Was it the "are already degraded or might become unavailable" part that caused confusion (since there was nothing already degraded)?
The "already degraded" part is kind of confusing.
The pg number ok-to-stop predict to be "unavailable" doesn't match the actual incompleted pg number.
Updated by frank lin over 5 years ago
xie xingguo wrote:
I see you are using a pool min_size of 3, so no replicas is allowed to be offline and hence the result is expected?
The pg number ok-to-stop predict to be "unavailable" doesn't match the actual incompleted pg number.
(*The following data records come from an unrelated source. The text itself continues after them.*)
PR #773, opened 2024-03-19
Add support for configurable placeholders on `LazyImage`

zenangst:
Hey @kean, we used `Nuke` for all image loading in our app, so first of all, thanks for making such an amazing framework. One thing that we noticed is that we can sometimes end up with the colored default view when loading images. So with this PR, the consumer of the framework can now decide what view should be used as a placeholder instead of the default color that the framework provides. What do you think?

By using default arguments for the newly added placeholder closure, we can keep the public API intact and offer more functionality without causing any issues for existing users.

Hope you like it. 

## Summary

Add additional placeholder closure to the public init methods so that the consumer of the framework can decide what view to use as a placeholder instead of defaulting to `Color(.secondarySystemBackground)`. The public API remains unchanged as the default argument is still `Color(.secondarySystemBackground)`

### DIFF
--- a/Sources/NukeUI/LazyImage.swift
+++ b/Sources/NukeUI/LazyImage.swift
@@ -17,7 +17,7 @@ public typealias ImageRequest = Nuke.ImageRequest
 /// task coalescing, smart background decompression, request priorities, and more.
 @MainActor
 @available(iOS 14.0, tvOS 14.0, watchOS 7.0, macOS 10.16, *)
-public struct LazyImage<Content: View>: View {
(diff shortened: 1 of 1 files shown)


zenangst:
@kean It took me a while to figure out where the color actually came from when we got a report on this issue, hence us starting to use the other initializer. I just thought it would be a good idea for the user to be able to specify the default placeholder so that they could pick the most suitable initializer.

Our app uses a lot of colors, so the designers had a field day when the pointed it out to us 😆

PR #785, opened 2024-05-28
Update task description

ejensen:
Now that [Pulse uses task descriptions](https://github.com/kean/Pulse/pull/254), the Pulse console shows all Nuke network requests as the hard-coded `Nuke Load Data` value. 
~This PR appends the request description to the task description to differentiate the entries~ 
This PR removes the task description assignment.


kean:
I have no memory of this code 🤔 
I would probably remove the description entirely.

PR #792, opened 2024-06-17
Fix “unrecognized selector sent to instance” crash in transition on iOS < 17

ejensen:
Prevents an “unrecognized selector sent to instance” crash caused by UIKit incorrectly marking [`UIImageIVew.preferredImageDynamicRange`](https://developer.apple.com/documentation/uikit/uiimageview/4173133-preferredimagedynamicrange) available since iOS 2.0. Its actual availability is iOS 17.0+

The reference to `preferredImageDynamicRange` was added in https://github.com/kean/Nuke/pull/787 and released in Nuke v12.7.1

Incorrect documentation

### DIFF
--- a/Sources/NukeExtensions/ImageViewExtensions.swift
+++ b/Sources/NukeExtensions/ImageViewExtensions.swift
@@ -413,9 +413,9 @@ extension ImageViewController {
         transitionView.frame = imageView.frame
         transitionView.tintColor = imageView.tintColor
         transitionView.tintAdjustmentMode = imageView.tintAdjustmentMode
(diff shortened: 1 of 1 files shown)


kean:
Yeah, it looks like a mistake in the label. The type that it returns, [`UIImage.DynamicRange`](https://developer.apple.com/documentation/uikit/uiimage/dynamicrange) is labeled as iOS 17+. Let's get this merged, or is there some issue?

kean:
** TEST BUILD FAILED ** on Xcode 14.3.1. I'm going to take care of it in the main branch. I think it time to drop its support because Xcode 15 has been a requirement for shipping to App Store since April.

Updated by David Zafman almost 5 years ago
This may be fixed by https://github.com/ceph/ceph/pull/27503
Updated by David Zafman almost 5 years ago
- Due date set to 04/04/2019
- Start date changed from 09/06/2018 to 04/04/2019
- Follows Bug #39099: Give recovery for inactive PGs a higher priority added
Updated by David Zafman almost 5 years ago
- Status changed from New to Need More Info
Can the reporter test this with the change in https://github.com/ceph/ceph/pull/27503 and report back?
Updated by David Zafman over 3 years ago
- Status changed from Need More Info to Rejected
Marking rejected because reporter hasn't responded to request.